Senior Participants: Darrell Schlom (MatSci, co-leader), Kyle Shen (Phys, co-leader), Joel Brock (ApplPhys), J. C. Séamus Davis (Phys), Craig Fennie (ApplPhys), Eun-Ah Kim (Phys), Andrew Millis (Phys, Columbia Univ.), David Muller (ApplPhys) • Collaborators: R. Hennig (MatSci, Cornell), S. A. Kivelson (Stanford Univ.), M. Lawler (SUNY Binghamton), A. P. Mackenzie (St. Andrews, UK), J. Mannhart (Augsburg, Germany), P. Schiffer (Penn State), J. Schubert (Research Centre Jülich, Germany), R. Uecker (Leibniz Institute for Crystal Growth, Germany)
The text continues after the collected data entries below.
PR #7, opened 2020-12-04
Bug 1679375  - Add tests for web ext storage impl

brizental:
...and have the unit tests run directly on Firefox (or try)

[This is draft, full description will come later]

[UPDATE]

From the commit message:

> In order to access the web extensions APIs directly on
> the browser we need to play a bit of a telephone game.
>
> We use selenium to instantiate and run code as if on the
> browser console, but on the console we still don't have access
> to the webextensions APIs neither can we send messages directly
> the a web extensions background script.

It occured to me that I may be wrong about not being able to directly message the background script, but such a change, if confirmed, could be done in a follow up. It would remove a bit of the complexity, by making the content script unnecessary.

> With this in mind, we send a custom event ("test") from the console,
> which will contain information about the exact web extention API we
> want to access and with what arguments we want to execute it.
>
> Packed with this commit is a webextension that I created to help with
> these tests. The content script of this web extension listens for the
> "test" custom events. Whenever a new one is received, the content
> script, which still doesn't have access to most web ext APIs, will pass
> the message from the website to the background script.
>
> The background script of this webextension, is listening for such
> messages, and will process the message and execute the requested API.
> When that is done, the background script will pass the response back to
> the content script. The content script will send the response back in
> another custom event ("testResponse").
>
> The tests will listen for "testResponse" events, when this event is
> received we step out of the executeAsyncScript block and return the
> response received.
>
> All of this will happen inside a proxy around the desired web ext APIs,
> so that calling code doesn't even need to know all that is happening and
> can hapilly call web ext APIs without worrying.

PR #8, opened 2020-12-07
Bug 1679375 - Implement a Storage that uses the web ext storage API

brizental:
This is a split off of #7, containing only the storage implementation for web extensions. This doesnt contain tests as I am still figuring out last issue with testing direcly on browsers. This might mean that there are bugs on this implementation, but since I have done manual testing, no big changes should come on the tests PR and the overall approach will still be the same.

### DIFF
--- a/bin/build-size-check.sh
+++ b/bin/build-size-check.sh
@@ -19,6 +19,7 @@ webext_size_pretty=$(wc -c ./dist/glean.js | awk '{printf "%0.2f\n",$1/1024"."su
 git branch -f original-main origin/main
 # TODO: This is done in case there were changes to the package.json,
 # we should find a better way to deal with that though.
+# See: [Bug 1681484](https://bugzilla.mozilla.org/show_bug.cgi?id=1681484)
 git reset --hard HEAD
 git checkout original-main
 
--- a/bin/build-size-check.sh
+++ b/bin/build-size-check.sh
@@ -16,7 +16,11 @@ npm run build:webext
 webext_size=$(wc -c ./dist/glean.js | awk '{print $1}')
 webext_size_pretty=$(wc -c ./dist/glean.js | awk '{printf "%0.2f\n",$1/1024"."substr($2,1,2)}')
 
-git checkout -b original-main origin/main
+git branch -f original-main origin/main
+# TODO: This is done in case there were changes to the package.json,
+# we should find a better way to deal with that though.
+git reset --hard HEAD
+git checkout original-main
 
 npm install
 
--- a/bin/build-size-check.sh
+++ b/bin/build-size-check.sh
@@ -12,11 +12,11 @@ npm run build:qt
 qt_size=$(wc -c ./dist/glean.js | awk '{print $1}')
 qt_size_pretty=$(wc -c ./dist/glean.js | awk '{printf "%0.2f\n",$1/1024"."substr($2,1,2)}')
 
-npm run build:browser
-browser_size=$(wc -c ./dist/glean.js | awk '{print $1}')
-browser_size_pretty=$(wc -c ./dist/glean.js | awk '{printf "%0.2f\n",$1/1024"."substr($2,1,2)}')
+npm run build:webext
+webext_size=$(wc -c ./dist/glean.js | awk '{print $1}')
+webext_size_pretty=$(wc -c ./dist/glean.js | awk '{printf "%0.2f\n",$1/1024"."substr($2,1,2)}')
 
-git checkout -t origin/main
+git checkout -b original-main origin/main
 
 npm install
 
@@ -24,32 +24,32 @@ npm run build:qt
 qt_size_main=$(wc -c ./dist/glean.js | awk '{print $1}')
 qt_size_main_pretty=$(wc -c ./dist/glean.js | awk '{printf "%0.2f\n",$1/1024"."substr($2,1,2)}')
 
-npm run build:browser
-browser_size_main=$(wc -c ./dist/glean.js | awk '{print $1}')
-browser_size_main_pretty=$(wc -c ./dist/glean.js | awk '{printf "%0.2f\n",$1/1024"."substr($2,1,2)}')
+npm run build:webext
+webext_size_main=$(wc -c ./dist/glean.js | awk '{print $1}')
+webext_size_main_pretty=$(wc -c ./dist/glean.js | awk '{printf "%0.2f\n",$1/1024"."substr($2,1,2)}')
 
 qt_diff=$(((($qt_size-$qt_size_main)%$qt_size_main)*100))
-browser_diff=$(((($browser_size-$browser_size_main)%$browser_size_main)*100))
+webext_diff=$(((($webext_size-$webext_size_main)%$webext_size_main)*100))
 
 [[ $qt_diff -ge 0 ]] && qt_emoji="📈" || qt_emoji="📉"
 [[ $qt_diff -ge 0 ]] && qt_result="Increase" || qt_result="Decrease"
 
-[[ $browser_diff -ge 0 ]] && browser_emoji="📈" || browser_emoji="📉"
-[[ $browser_diff -ge 0 ]] && browser_result="Increase" || browser_result="Decrease"
+[[ $webext_diff -ge 0 ]] && webext_emoji="📈" || webext_emoji="📉"
+[[ $webext_diff -ge 0 ]] && webext_result="Increase" || webext_result="Decrease"
 
 content="
   # Build size report
 
   Merging $CIRCLE_PULL_REQUEST into [main](https://github.com/brizental/glean.js) will:
 
-  * **$browser_result** the size of the browser build (\`npm run build:browser\`) by \`${browser_diff}%\`.
+  * **$webext_result** the size of the webext build (\`npm run build:webext\`) by \`${webext_diff}%\`.
   * **$qt_result** the size of the Qt build (\`npm run build:qt\`) by \`${qt_diff}%\`.
 
   ---
 
   | Build | Current size | New size | Size increase |
   |--:|:---:|:---:|:---:|
-  | browser | ${browser_size_main_pretty}K | ${browser_size_pretty}K | $browser_emoji ${browser_diff}% |
+  | webext | ${webext_size_main_pretty}K | ${webext_size_pretty}K | $webext_emoji ${webext_diff}% |
   | qt | ${qt_size_main_pretty}K | ${qt_size_pretty}K | $qt_emoji ${qt_diff}% |
 "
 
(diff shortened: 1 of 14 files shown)


src/storage/index.ts
```diff
@@ -31,6 +33,19 @@ export interface StorageObject {
   [key: string]: StorageValue;
 }
 
+export function isStorageValue(v: unknown): v is StorageValue {
```
Dexterp37, line 36: Can you document what's the purpose of this?

src/storage/index.ts
```diff
@@ -31,6 +33,19 @@ export interface StorageObject {
...
+  if (isUndefined(v) || isString(v)) {
+    return true;
+  } else if (isObject(v)) {
+    for (const key in v) {
+      return isStorageValue(v[key]);
+    }
+  } else {
+    return false;
+  }
+  return true;
```
Dexterp37, line 46: Do we ever get here?

src/storage/index.ts
```diff
@@ -31,6 +33,19 @@ export interface StorageObject {
...
+export function isStorageValue(v: unknown): v is StorageValue {
+  if (isUndefined(v) || isString(v)) {
+    return true;
+  } else if (isObject(v)) {
+    for (const key in v) {
+      return isStorageValue(v[key]);
+    }
+  } else {
+    return false;
+  }
```
Dexterp37, line 45:
```suggestion
  if (isUndefined(v) || isString(v)) {
    return true;
  } 
  
  if (isObject(v)) {
    for (const key in v) {
      return isStorageValue(v[key]);
    }
  }

  return false;
```

This seems slightly more readable. What do you think?

src/storage/persistent/webext.ts
```diff
@@ -0,0 +1,121 @@
...
+import { Store, StorageIndex, StorageValue, StorageObject, isStorageValue } from "storage";
+import { isObject, isString, isUndefined } from "utils";
+
+/**
+ * Persistent storage implementation based on the Promise-based
+ * [storage API](https://developer.mozilla.org/en-US/docs/Mozilla/Add-ons/WebExtensions/API/storage)
+ * for web extensions.
+ *
+ * To make sure this implementation works on Chrome, the user must install the peer dependency
+ * [`mozilla/webextension-polyfill`](https://github.com/mozilla/webextension-polyfill).
```
Dexterp37, line 14: Do we need this here? Should we move this at README level? It will apply to everything that uses `browser`. Moreover, this has less to do with Chrome and more to do with "Chromium-based browsers"

src/storage/persistent/webext.ts
```diff
@@ -0,0 +1,121 @@
...
+    } else {
+      throw new Error(`Unexpected value found in storage for index ${index}. Ignoring.\n${target}`);
+    }
+  }
+
+  async update(
+    index: StorageIndex,
+    transformFn: (v: StorageValue) => Exclude<StorageValue, undefined>
+  ): Promise<void> {
+    debugger;
```
Dexterp37, line 82: stray ?

Dexterp37 (changes requested):

src/storage/index.ts
brizental: Not that I know of, but Typescript complains about it. It gives an error that goes more or less "can't return undefined if return value is bool" /o\

src/storage/persistent/webext.ts
brizental: Yeap good point. I'll move it.

src/storage/index.ts
Dexterp37: Does reshaping it as recommended in the other comment help?

brizental: Yes, it does :)

src/storage/persistent/webext.ts
brizental: So, I was going to make this change, but as is, our README.md is not really meant for this type of information. 

On the proposal we talked about having Glean.js information on the Glean Book, in practice I am not really sure how that will work yet. For brevity's sake, how about we leave this here for now (since this is the only code that it will appy to ATM, anyways) and deal with the whole documentation issue later? 

I'll make sure to file a follow up to define how we will merge Glean.js with Glean SDK documentation, if you agree.

brizental: I'll still leave the change about "Chromium based browsers"

brizental:
The check-size job will fail because it will try to run the new build:webext command on main which doesn't have it yet. I propose we ignore that failure for now.

bin/build-size-check.sh
```diff
@@ -16,7 +16,11 @@ npm run build:webext
 webext_size=$(wc -c ./dist/glean.js | awk '{print $1}')
 webext_size_pretty=$(wc -c ./dist/glean.js | awk '{printf "%0.2f\n",$1/1024"."substr($2,1,2)}')
 
-git checkout -b original-main origin/main
+git branch -f original-main origin/main
+# TODO: This is done in case there were changes to the package.json,
+# we should find a better way to deal with that though.
```
brizental, line 21: Self-reminder to file a follow-up for this.

Dexterp37: Let's file a bug and add the bug number here, please :)

src/index.ts
```diff
@@ -6,6 +6,13 @@
 // once everything is implemented we remove it.
 // eslint-disable-next-line @typescript-eslint/no-unused-vars
 import StorageWeak from "storage/weak";
+// eslint-disable-next-line @typescript-eslint/no-unused-vars
+import StoragePersistent from "storage/persistent";
+
+console.log(
+  StorageWeak,
+  StoragePersistent
+);
```
Dexterp37, line 15: Stray log?

src/storage/index.ts
```diff
@@ -26,11 +28,32 @@ export type StorageIndex = string[];
 /**
  * The possible values to be retrievd from storage.
  */
-export type StorageValue = undefined | string | StorageObject;
+export type StorageValue = null | undefined | string | StorageObject;
```
Dexterp37, line 31: Why do we need `null` here, too?

webpack.config.qt.js
```diff
@@ -4,12 +4,21 @@
...
 module.exports = {
   ...baseConfig,
   output: {
     ...baseConfig.output,
     libraryTarget: "var",
+  },
+  resolve: {
+    ...baseConfig.resolve,
+    alias: {
+      // TODO: This is temporary until we actually have a persistent storage impl for Qt.
```
Dexterp37, line 20: Let's file a bug about this and add the bug number here please.

Dexterp37 (changes requested):

src/storage/index.ts
brizental: This was a workaround for me to be able to create a query that has `null` as default for the web ext storage. When running the tests this morning I actually realized this causes a bug, I'll send a commit removing this, shortly.

src/index.ts
brizental: Oops.

brizental: Hm, sorry actually there are not stray. If I leave the imports unused I realized webpacks doesn't include them in the final bundle. I will leave a comment about that though, to be clear.

src/storage/persistent/webext.ts
```diff
@@ -54,38 +56,36 @@ class WebExtStore implements Store {
...
     const query = this._buildQuery(index);
-    const response = await this.store.get(query);
+    const response: browser.storage.StorageObject = await this.store.get(query);
     if (!response) {
       return;
     }
 
     if (isStorageValue(response)) {
-      if (isObject(response)) {
+      if (!isUndefined(response) && !isString(response)) {
```
brizental, line 78: Typescript complains about not being sure that `response` is not null with only the `isObject` check... `isUndefined` + `isString` do the trick though... go figure.

src/storage/persistent/webext.ts
```diff
@@ -4,7 +4,9 @@
 
 import { Store, StorageIndex, StorageValue, StorageObject, isStorageValue } from "storage";
 import { updateNestedObject, getValueFromNestedObject, deleteKeyFromNestedObject } from "storage/utils";
-import { isObject } from "utils";
+import { isString, isUndefined } from "utils";
+
+type WebExtStoreQuery = { [x: string]: { [x: string]: null; } | null; };
```
brizental, line 9: This is what I was trying to avoid with adding `null` to StorageValue. No surprise that introduces bugs since it then allows users to save `null` values to the Storage.

src/storage/persistent/webext.ts
```diff
@@ -54,38 +56,36 @@ class WebExtStore implements Store {
...
    *
-   * @param index The index to the given entry on the storage.
    * @param transformFn The transformation function to apply to the store.
    *
    * @returns The query object with the modified store.
    */
-  private async _buildQueryFromStore(index: StorageIndex, transformFn: (s: StorageObject) => StorageObject) {
+  private async _buildQueryFromStore(transformFn: (s: StorageObject) => StorageObject): Promise<StorageObject> {
     const store = await this._testOnly_getWholeStore();
-    if (isStorageValue(store) && isObject(store)) {
```
brizental: No need to check here since _testOnly_getWholeStore already returns a StorageObject.

src/storage/persistent/webext.ts
```diff
@@ -54,38 +56,36 @@ class WebExtStore implements Store {
...
+   * Retrieves the full store and builds a query object on top of it.
    *
-   * @param index The index to the given entry on the storage.
    * @param transformFn The transformation function to apply to the store.
    *
    * @returns The query object with the modified store.
    */
-  private async _buildQueryFromStore(index: StorageIndex, transformFn: (s: StorageObject) => StorageObject) {
+  private async _buildQueryFromStore(transformFn: (s: StorageObject) => StorageObject): Promise<StorageObject> {
     const store = await this._testOnly_getWholeStore();
```
brizental, line 66: Question, is it to terrible to use this test function inside the actual code. I wondered about changing its name to _getWholeStore, but then it wouldn't be clear it is supposed to be used for tests?

src/index.ts
Dexterp37: oh, that's interesting. Can you file a follow-up bug to investigate this? I'm fairly sure there's some option to make Webpack not do that.

Dexterp37: Let's add the bug number to this commet please.

src/storage/persistent/webext.ts
Dexterp37: It is terrible :) Make it `_getWholeStore` if you're relying on it internally.

Dexterp37 (approved):
r+wc

src/index.ts
brizental: I am not sure it would be worth the effort looking into this. I am only doing it now so that these modules are added to the final bundle and the size increase is added to the size comment, so that we keep track. All of this goes away when we are done with milestone 1 and overall not including unused imports to the bundle is IMO the preferred behaviour in the long run.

The theme of our research is to understand and control complex electronic materials in which quantum many-body interactions can produce spectacular electronic and magnetic properties, such as colossal magnetoresistance, giant thermoelectric power, and high-temperature superconductivity. Starting from materials that are reasonably well described by current theory, we systematically perturb the electronic structure of the targeted materials through experimentally-accessible changes in electron overlap or carrier density, then use the observed changes in materials properties to drive advances in electronic structure theory. The combination of insights from theory and experiment will allow us to optimize the physical properties we are attempting to enhance, allowing us to “close the loop” between growth, experiment, and theory. Our long-term goal is to develop a general approach to optimizing properties in a wide range of materials, including high-temperature superconductors.